Experience Bends to the Workforce, SAP Bends to Qualtrics
HR professionals — both leaders and practitioners — have been paying a lot of attention to the concept of employee experience over the last few years.
Changes imposed by the pandemic highlighted the importance of employee experience to an organization's growth and success.
As employers worked to create a more consistent approach to improving their employee relationships at every touchpoint, they focused their time, effort and spending on developing their relationship with their workforce. And that focus led to a hunt for reliable experience data.
An Unexpected Benefit
The Qualtrics XM Institute reports 72% of HR leaders said their company's senior executives are more focused on the employee experience today than they were prior to the pandemic, and about three-quarters (74%) said their teams are, as a result, more involved in the company’s strategic planning.
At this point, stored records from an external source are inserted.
PR #3175, opened 2022-08-29
syscall: Fix SuccessU32U64 format

dcz-self:
TRD104 specifies that the 32-bit value goes before, not after the 64-bit one.

### Pull Request Overview

This pull request fixes syscall format to match TRD104 3.2 Return Values

### Testing Strategy

This pull request was tested by matching with libtock-rs in a test project.

### TODO or Help Wanted

### Documentation Updated

### Formatting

While this new employee-centric approach has helped businesses in many ways, it wasn't intended to be a long-term solution, Qualtrics stated. What it did, however, is spotlight a number of organizational needs at play in the contemporary business market.
“The disruption of the past few years drove home how critical HR and people leaders are for keeping a business running,” said Cecelia Herbert, principal catalyst at the XM Institute. “They provide stability and support that employees need in times of uncertainty.”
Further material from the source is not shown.